A nivel nacional, el caso Taula fue uno de los escándalos que, junto a la trama Gürtel, hundió la reputación del PP en la segunda mitad de la década de 2010. Ahora, el goteo de absoluciones resuena en Madrid, donde el partido de Alberto Núñez Feijóo utiliza estos reveses judiciales para reforzar su discurso de que existió una sobrerrespuesta judicial contra la formación. En cualquier caso, la pieza E queda cerrada y los cinco acusados, libres de todo cargo.

Ficha del Caso

  • El caso: La pieza E del caso Taula investigaba si los contratos de la Concejalía de Cultura del Ayuntamiento de Valencia entre 2003 y 2006 se amañaron a cambio de comisiones ilegales. El caso estalló en 2015 a raíz de las grabaciones de Marcos Benavent.
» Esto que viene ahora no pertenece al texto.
PR #787, opened 2024-03-28
Expose Cloak and Interceptor locks for usage in ThreadSuspendMonitor

mrmacete:
This also adds `gum_spinlock_try_acquire` which has the same semantics as `g_rec_mutex_trylock`.


oleavr:
Thanks!! 🙌

PR #440, opened 2017-04-19
Elpp 2495 - ConvertImagesToJPG extracted from ResizeImages

Jenniferstrej:
with content refactored into a provider.
ConvertImagesToJPG uses a provider and more StorageProvider functions. It's basically a refactored ResizeImages and excludes some formats (originally from formats.yaml)

### DIFF
--- a/activity/activity_ConvertImagesToJPG.py
+++ b/activity/activity_ConvertImagesToJPG.py
@@ -51,8 +51,7 @@ class activity_ConvertImagesToJPG(activity.activity):
             formats = {"Original": {
                             "sources": "tif",
                             "format": "jpg",
-                            "resolution": 96,
-                            "download": "yes"
+                            "resolution": 96
                         }}
 
             for file_name in figures:
@@ -72,7 +71,7 @@ class activity_ConvertImagesToJPG(activity.activity):
 
             self.emit_monitor_event(self.settings, article_id, version, run, self.pretty_name, "end",
                                     "Finished converting images for " + article_id + ": " +
-                                    str(len(files_in_bucket)) + " images processed ")
+                                    str(len(figures)) + " images processed ")
             return activity.activity.ACTIVITY_SUCCESS
 
         except Exception as e:
--- a/activity/activity_ConvertImagesToJPG.py
+++ b/activity/activity_ConvertImagesToJPG.py
@@ -23,7 +23,6 @@ class activity_ConvertImagesToJPG(activity.activity):
         self.default_task_start_to_close_timeout = 60 * 5
         self.description = "Converts article images to JPG"
         self.logger = logger
-        self.formats = self.load_formats()
 
     def do_activity(self, data=None):
         if self.logger:
@@ -49,14 +48,12 @@ class activity_ConvertImagesToJPG(activity.activity):
 
             figures = filter(article_structure.article_figure, files_in_bucket)
 
-            formats = [
-                    { "Original": {
-                        "sources": "tif",
-                        "format": "jpg",
-                        "resolution": 96,
-                        "download": "yes"
-                    }}
-                ]
+            formats = {"Original": {
+                            "sources": "tif",
+                            "format": "jpg",
+                            "resolution": 96,
+                            "download": "yes"
+                        }}
 
             for file_name in figures:
                 figure_resource = orig_resource + "/" + file_name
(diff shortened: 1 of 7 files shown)


activity/activity_ConvertImagesToJPG.py
```diff
@@ -0,0 +1,84 @@
...
+
+            storage_context = StorageContext(self.settings)
+            files_in_bucket = storage_context.list_resources(orig_resource)
+
+            figures = filter(article_structure.article_figure, files_in_bucket)
+
+            formats = {"Original": {
+                            "sources": "tif",
+                            "format": "jpg",
+                            "resolution": 96,
```
giorgiosironi: this `96` looks more like a `dpi` parameter than a `resolution` like `800x600`

activity/activity_ConvertImagesToJPG.py
```diff
@@ -0,0 +1,84 @@
...
+                add_resource_path = storage_provider + published_bucket_path + "/" + article_id + "/"
+
+                publish_locations = [cdn_resource_path, add_resource_path]
+
+                image_conversion.generate_images(self.settings, formats, file_pointer, article_structure.ArticleInfo(file_name),
+                                                 publish_locations, self.logger)
+
+            self.emit_monitor_event(self.settings, article_id, version, run, self.pretty_name, "end",
+                                    "Finished converting images for " + article_id + ": " +
+                                    str(len(files_in_bucket)) + " images processed ")
```
giorgiosironi: only `len(figures)` were actual images to be processed right?

activity/activity_ConvertImagesToJPG.py
```diff
@@ -0,0 +1,84 @@
...
+            storage_context = StorageContext(self.settings)
+            files_in_bucket = storage_context.list_resources(orig_resource)
+
+            figures = filter(article_structure.article_figure, files_in_bucket)
+
+            formats = {"Original": {
+                            "sources": "tif",
+                            "format": "jpg",
+                            "resolution": 96,
+                            "download": "yes"
```
giorgiosironi: I don't think we need the `download` version, in the 2.0 case; the images created here will be read only by the IIIF server

workflow/workflow_IngestArticleZip.py
```diff
@@ -90,6 +90,17 @@ def __init__(self, settings, logger, conn=None, token=None, decision=None,
                         "start_to_close_timeout": 60 * 15
                     },
                     {
+                        "activity_type": "ConvertImagesToJPG",
```
giorgiosironi: :+1: right place

provider/image_conversion.py
```diff
@@ -0,0 +1,42 @@
...
+                format_spec = formats[format_spec_name]
+                # if sources not present or includes file extension for this image
+                if 'sources' not in format_spec or info.extension in [
+                        x.strip() for x in format_spec['sources'].split(',')]:
+                    download = 'download' in format_spec and format_spec['download']
+                    fp.seek(0)  # rewind the tape
+                    filename, image = resizer.resize(format_spec, fp, info, logger)
+                    if filename is not None and image is not None:
+                        store_in_publish_locations(settings, filename, image, publish_locations, download)
+                        logger.info("Stored image %s as %s" % (filename, str(publish_locations)))
```
giorgiosironi: looks like if `filename` or `image` are `None` we have encountered a error; throwing an exception?

activity/activity_ConvertImagesToJPG.py
giorgiosironi: (the provider may support it, but we may not need to actually require it from this activity)

activity/activity_ConvertImagesToJPG.py
Jenniferstrej: True. In ResizeImages I believe there is no such filter. I'll change.

activity/activity_ConvertImagesToJPG.py
Jenniferstrej: Ok, I'll remove it from the formats definition only

activity/activity_ConvertImagesToJPG.py
Jenniferstrej: I wonder where this "resolution" is used...

Jenniferstrej: I'm removing it altogether from the formats dictionary. It doesn't seem to influence anything. Less confusing.

PR #441, opened 2017-04-21
ELPP-2495 - Silent correction in sync with normal workflows

Jenniferstrej:


workflow/workflow_ProcessArticleZip.py
```diff
@@ -112,6 +112,17 @@ def __init__(self, settings, logger, conn=None, token=None, decision=None,
                         "start_to_close_timeout": 60 * 5
                     },
                     {
+                        "activity_type": "CopyGlencoeStillImages",
```
giorgiosironi:
```
$ grep -rl CopyGlencoeStillImages workflow
workflow/workflow_CopyGlencoeStillImages.py
workflow/workflow_IngestArticleZip.py
workflow/workflow_SilentCorrectionsProcess.py
```
in how many places do we need this activity? I though it was only needed once per run?

workflow/workflow_SilentCorrectionsIngest.py
```diff
@@ -101,6 +101,50 @@ def __init__(self, settings, logger, conn=None, token=None, decision=None,
                         "start_to_close_timeout": 60 * 15
                     },
                     {
+                        "activity_type": "ConvertImagesToJPG",
```
giorgiosironi: ConvertImagesToJPG is consistent with `IngestArticleZip` workflow

workflow/workflow_SilentCorrectionsIngest.py
```diff
@@ -101,6 +101,50 @@ def __init__(self, settings, logger, conn=None, token=None, decision=None,
...
+                        "version": "1",
+                        "input": data,
+                        "control": None,
+                        "heartbeat_timeout": 60 * 15,
+                        "schedule_to_close_timeout": 60 * 15,
+                        "schedule_to_start_timeout": 300,
+                        "start_to_close_timeout": 60 * 15
+                    },
+                    {
+                        "activity_type": "DepositIIIFAssets",
```
giorgiosironi: DepositIIIFAssets is consistent with `IngestArticleZip` workflow too

workflow/workflow_SilentCorrectionsIngest.py
```diff
@@ -101,6 +101,50 @@ def __init__(self, settings, logger, conn=None, token=None, decision=None,
...
+                        "version": "1",
+                        "input": data,
+                        "control": None,
+                        "heartbeat_timeout": 60 * 15,
+                        "schedule_to_close_timeout": 60 * 15,
+                        "schedule_to_start_timeout": 300,
+                        "start_to_close_timeout": 60 * 15
+                    },
+                    {
+                        "activity_type": "VerifyImageServer",
```
giorgiosironi: same question as `CopyGlencoeStillImages`, what leads us to do this in both ingest and and process (may be necessary)

workflow/workflow_ProcessArticleZip.py
Jenniferstrej: Yes, you are right, I missed the removal of that one. Changing now.

workflow/workflow_SilentCorrectionsIngest.py
Jenniferstrej: It's necessary just for now as the same images are copied again in DepositAssets. When I remove this redundancy I will also remove VerifyImageServer from ProcessArticleZip and SilentCorrectionsProcess

giorgiosironi: I see this PR has been updated leaving ProcessArticleZip in the state we want it to be, but it doesn't have the removal of CopyGlencoeStillImages from SilentCorrectionsProcess (it's in there in `develop`)

Jenniferstrej: Sorry, my bad. fixed.

PR #443, opened 2017-04-21
S3 consistency

giorgiosironi:
See https://github.com/elifesciences/builder-private/pull/17 and https://instrumentalapp.com/blog/why-you-should-stop-using-the-us-standard-region-in-s3-right-now/
Depends on https://github.com/elifesciences/bot-lax-adaptor/pull/179

### DIFF
--- a/provider/article.py
+++ b/provider/article.py
@@ -168,7 +168,7 @@ class article(object):
 
         # Download XML file via HTTP for now
         cdn_bucket_name = self.settings.publishing_buckets_prefix + self.settings.ppp_cdn_bucket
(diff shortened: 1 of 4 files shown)


gnott:
Side comment: I should check when the bot looks for article XML files it is using the newest CDN bucket location. It might be looking in the old CDN bucket.

giorgiosironi:
End2end should catch any host configuration problem

giorgiosironi:
And in fact, end2end caught a credentials problem caused by this in https://ci--alfred.elifesciences.org/job/test-elife-bot/234/console

giorgiosironi:
See https://github.com/elifesciences/bot-lax-adaptor/pull/184

PR #445, opened 2017-04-24
Original conversion is already happening under ConvertImagesToJPG

Jenniferstrej:
Last item of the checklist from ELPP-2495: Removes redundant copy of assets to CDN/published buckets from ResizeImages activity

Removes redundancy;
download: yes is being re-added to ConvertImagesToJPG because we don’t have an option to only copy `-download` images excluding the ones without the suffix. It could be added but is this additional complexity worth adding?

### DIFF
--- a/activity/activity_ConvertImagesToJPG.py
+++ b/activity/activity_ConvertImagesToJPG.py
@@ -48,6 +48,8 @@ class activity_ConvertImagesToJPG(activity.activity):
 
             figures = filter(article_structure.article_figure, files_in_bucket)
 
+            # download is not a IIIF asset but is currently kept for compatibility
+            # download may become obsolete in future
             formats = {"Original": {
                             "sources": "tif",
                             "format": "jpg",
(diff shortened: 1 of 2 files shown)


formats.yaml
```diff
@@ -79,11 +79,12 @@ Figure:
     format: gif
     resolution: 96
 
-  Original:
-    sources: tif
-    format: jpg
-    resolution: 96
-    download: yes
+#  Original images are being converted under ConvertImagesToJPG Activity
```
giorgiosironi: I agree that we should not convert again and update the S3 .jpg which has already been created before.

activity/activity_ConvertImagesToJPG.py
```diff
@@ -50,7 +50,8 @@ def do_activity(self, data=None):
 
             formats = {"Original": {
                             "sources": "tif",
-                            "format": "jpg"
+                            "format": "jpg",
+                            "download": "yes"
```
giorgiosironi: this is easy enough to do here, but I would add a comment explaining that `download` could probably be dropped in the future once no one links to that anymore

PR #446, opened 2017-04-24
VerifyImageServer only needs to run after Copying JPG and DepositIIIF…

Jenniferstrej:
…Assets

We’ve removed the redundancy, so we don’t need VerifyImageServer twice.


gnott:
Can the same duplication also be removed from https://github.com/elifesciences/elife-bot/blob/develop/workflow/workflow_SilentCorrectionsProcess.py?

Jenniferstrej:
(Face palm!) Silent Corrections, of course. New PR being shipped now!

PR #448, opened 2017-04-25
Remove PublishFullArticle workflow, the S3Monitor of the "full articl…

gnott:
…e zip" bucket, and the associated cron and starters.

As explained on https://elifesciences.atlassian.net/browse/ELPP-1942

For review, if I messed up somewhere deleting too much or too little - any comments / question?


giorgiosironi:
I am in favor of removing unused code, :+1: . I have however little knowledge of this workflow.

gnott:
If I deleted the right parts then we should not need these anymore. It was supposed to be temporary and the dependencies on unzipping the files to an old bucket are all gone now. I will merge and we can see what happens.

PR #450, opened 2017-05-03
Article provider to download XML from S3 from the new CDN bucket.

gnott:
https://elifesciences.atlassian.net/browse/ELPP-2604

### DIFF
--- a/provider/article.py
+++ b/provider/article.py
@@ -167,8 +167,8 @@ class article(object):
             return False
 
         # Download XML file via HTTP for now
-        cdn_bucket_name = self.settings.publishing_buckets_prefix + self.settings.ppp_cdn_bucket
-        xml_file_url = ('http://s3-external-1.amazonaws.com/' + cdn_bucket_name + '/'
+        published_bucket_name = self.settings.publishing_buckets_prefix + self.settings.published_bucket
+        xml_file_url = ('http://s3-external-1.amazonaws.com/' + published_bucket_name + '/articles/'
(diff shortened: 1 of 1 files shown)


giorgiosironi:
Depends on https://github.com/elifesciences/bot-lax-adaptor/pull/188 to be integrated in all environments first

provider/article.py
```diff
@@ -167,8 +167,8 @@ def download_article_xml_from_s3(self, doi_id=None):
             return False
 
         # Download XML file via HTTP for now
-        cdn_bucket_name = self.settings.publishing_buckets_prefix + self.settings.ppp_cdn_bucket
```
giorgiosironi: `ppp_cdn_bucket` is set to `elife-publishing-cdn`, which is the old CDN

provider/article.py
```diff
@@ -167,8 +167,8 @@ def download_article_xml_from_s3(self, doi_id=None):
...
-        xml_file_url = ('http://s3-external-1.amazonaws.com/' + cdn_bucket_name + '/'
+        published_bucket_name = self.settings.publishing_buckets_prefix + self.settings.published_bucket
```
giorgiosironi: `published_bucket` is `prod-elife-published`, but it sometimes set including the prefix and sometimes without it. Let me check the code.

giorgiosironi: Ok, it's consistently used with the prefix, this is the correct way to refer to it.

PR #451, opened 2017-05-05
Refactor to use storage provider and not conn.get_bucket

Jenniferstrej:
I would prefer to run a bot article run locally first to see if all these things work, it's difficult to unit test. I will do that on Monday.

I am observing the UpdateRepository temp file loading and I am not sure what it was used for and its use now. Maybe it became redundant. it looks like it's used for nothing.

### DIFF
--- a/provider/article.py
+++ b/provider/article.py
@@ -126,7 +126,7 @@ class article(object):
             self.article_type = parser.article_type(soup)
 
             self.authors = parser.authors(soup)
-            self.authors_string = self.authors_string(self.authors)
+            self.authors_string = self.get_authors_string(self.authors)
 
             self.related_articles = parser.related_article(soup)
 
@@ -174,7 +174,7 @@ class article(object):
         xml_filename = xml_file_url.split('/')[-1]
 
         r = requests.get(xml_file_url)
-        if r.status_code == requests.codes.ok:
+        if r.status_code == 200:
             filename_plus_path = self.get_tmp_dir() + os.sep + xml_filename
             f = open(filename_plus_path, "wb")
             f.write(r.content)
@@ -761,7 +761,7 @@ class article(object):
         #print lookup_url
 
         r = requests.head(lookup_url, allow_redirects=True)
-        if r.status_code == requests.codes.ok:
+        if r.status_code == 200:
             return r.url
         else:
             return None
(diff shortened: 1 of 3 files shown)


provider/article.py
```diff
@@ -808,17 +809,14 @@ def is_in_display_channel(self, display_channel):
 
     @staticmethod
     def get_bucket_files(settings, expanded_folder_name, xml_bucket):
```
giorgiosironi: looks like this method is only used inside here and in the module's unit tests, could it be renamed to `_get_bucket_files()` to imply its scope is limited?

provider/article.py
```diff
@@ -12,6 +12,7 @@
 import provider.s3lib as s3lib
```
giorgiosironi: there are a few warnings to solve to be able to add this file to `lint.sh`:
```
$ pylint -E provider/article.py 
No config file found, using default configuration
************* Module provider.article
E:176,28: Instance of 'LookupDict' has no 'ok' member (no-member)
E:763,28: Instance of 'LookupDict' has no 'ok' member (no-member)
E:776, 4: An attribute defined in provider.article line 128 hides this method (method-hidden)
```
First is using numbers (`200`) rather than a magic constant, and the other is a method to rename because it has the same name as a field. If we are able to put this under linting it will improve the confidence about its changes, as it's able to find undefined variables and other typos/basic errors.

Jenniferstrej: @giorgiosironi 
I did the changes that  are mentioned above. I saw another thing when running pylint:

E:814,26: Instance of 'StorageContext' has no 'list_resources' member (no-member)

The reason for that I believe is because the actual class that is instantiated at runtime is S3StorageContext. This was made in order to support other providers (File system for example). I could change S3StorageContext's name to StorageContext and remove the current StorageContext startup, but that wouldn't encourage people to use it for other providers... What do you think?

giorgiosironi: I saw it before, it's a more complex issue. In general I think the solution could be to slowly substitute the class `StorageContext` with a function `storage_context` that returns an instance of `S3StorageContext`: it's a strange result to instantiate a class and getting another, and this way we would keep the indirection.

However that's a story for another day, the use of `StorageContext` is widespread so it's a separate refactoring.

PR #453, opened 2017-05-08
activity success instead of return true

Jenniferstrej:


giorgiosironi:
If you rebase this should become green.

PR #455, opened 2017-05-09
Comparison fix

Jenniferstrej:
So I noticed in continuum some files saved in the published/cdn bucket and some had eLife as opposed to elife in the name and it seems to not to be making the comparison properly.
Will this change solve the problems or do you think we should look for a way to always save the file with lower case?


giorgiosironi:
Were do these wrong files come from? Are there wrong filenames on the Glencoe side? We have zero control on uploads to Glencoe as they happen outside of eLife, so would like to know more before we try to remedy here.

Jenniferstrej:
After I did this fix Melissa said she would ask Exeter to fix it, so it may not be necessary I suppose. I'll check and let you know.

PR #805, opened 2018-10-23
Deposit all assets and invalidate the CDN prior to ingesting to Lax.

gnott:
Simple re-ordering of some activities in the article ingest workflows, it should hopefully help with refreshing caches before ingest to Lax.

In reference to ticket https://github.com/elifesciences/issues/issues/4458

It may cause some merge conflicts with changes in PR https://github.com/elifesciences/elife-bot/pull/802 if this PR is merged first, since it edits a workflow (`IngestArticleZip`) that will no longer exist if the workflows are unified.

### DIFF
--- a/workflow/workflow_IngestArticleZip.py
+++ b/workflow/workflow_IngestArticleZip.py
@@ -112,6 +112,28 @@ class workflow_IngestArticleZip(workflow.workflow):
                         "start_to_close_timeout": 60 * 15
                     },
                     {
+                        "activity_type": "DepositAssets",
+                        "activity_id": "DepositAssets",
+                        "version": "1",
+                        "input": data,
+                        "control": None,
+                        "heartbeat_timeout": 60 * 5,
+                        "schedule_to_close_timeout": 60 * 5,
+                        "schedule_to_start_timeout": 300,
+                        "start_to_close_timeout": 60 * 5
+                    },
+                    {
+                        "activity_type": "InvalidateCdn",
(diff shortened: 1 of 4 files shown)


giorgiosironi:
No problem for #802, I will rewrite it after this.

workflow/workflow_IngestArticleZip.py
```diff
@@ -111,6 +111,28 @@ def __init__(self, settings, logger, conn=None, token=None, decision=None,
                         "schedule_to_start_timeout": 300,
                         "start_to_close_timeout": 60 * 15
                     },
+                    {
```
giorgiosironi: will we be able to remove `DepositIngestAssets` or unify it with this one later? By the way, not a change to do now

gnott: We could review them to be sure, I think one was for the image server assets and the other is all the non-image server assets.

gnott:
I'm curious to see how end2end does, let's see.

gnott:
Two end2end failures in a row looks to be consistent. I wonder if the timeout for each article ingestion needs to be increased, or it could be for some other reason. Could you please take a look when you get a moment @giorgiosironi ? https://alfred.elifesciences.org/job/test-elife-bot/604/consoleFull

gnott:
Cancel my request to look at the tests please - I see the issue, that the `InvalidateCdn` activity expects to find values in workflow start data, but earlier on it will be in the session only. I'll fix this with more code.

PR #807, opened 2018-10-24
Feature article structure improvement

gnott:
In reference to issue https://github.com/elifesciences/issues/issues/4539, a more precise detection of the ArticleXML file if a similar looking file is part of the article files. I added in lots of linting as well, and some tests to cover other edge cases.

### DIFF
--- a/tests/provider/test_article_structure.py
+++ b/tests/provider/test_article_structure.py
@@ -80,7 +80,6 @@ class TestArticleStructure(unittest.TestCase):
         {'input': 'elife-00013-vor-v1-20121015000000.zip', 'expected': 'ArticleZip'},
         {'input': 'elife-00666-v1.pdf', 'expected': 'Other'},
         {'input': 'elife-00666-v1.xml', 'expected': 'ArticleXML'},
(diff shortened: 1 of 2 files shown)


tests/provider/test_article_structure.py
```diff
@@ -79,6 +80,7 @@ def test_get_version_from_zip_filename(self, input, expected):
         {'input': 'elife-00013-vor-v1-20121015000000.zip', 'expected': 'ArticleZip'},
         {'input': 'elife-00666-v1.pdf', 'expected': 'Other'},
         {'input': 'elife-00666-v1.xml', 'expected': 'ArticleXML'},
+        {'input': 'elife-00666-supp99.xml', 'expected': 'Other'},
```
giorgiosironi: this doesn't have the `-v1` suffix like the other cases, intentional?

gnott: It was the name we observed in the bucket. I could also add `elife-00666-supp99-v1.xml` to the list, which should pass, and improve the test coverage.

  • Datos importantes: La Fiscalía pedía hasta 11 años de prisión para Benavent y 9 para Vicente Burgos. El tribunal ve los contratos como regulares y el delito de malversación, prescrito. La Fundación Jaime II El Just asumió pérdidas de 13,5 millones, pero la acción penal caducó.
  • Resumen: La Audiencia de Valencia cierra sin condenas otra rama del caso Taula, en un contexto de desmoronamiento progresivo de la macrocausa que marcó la política valenciana durante años.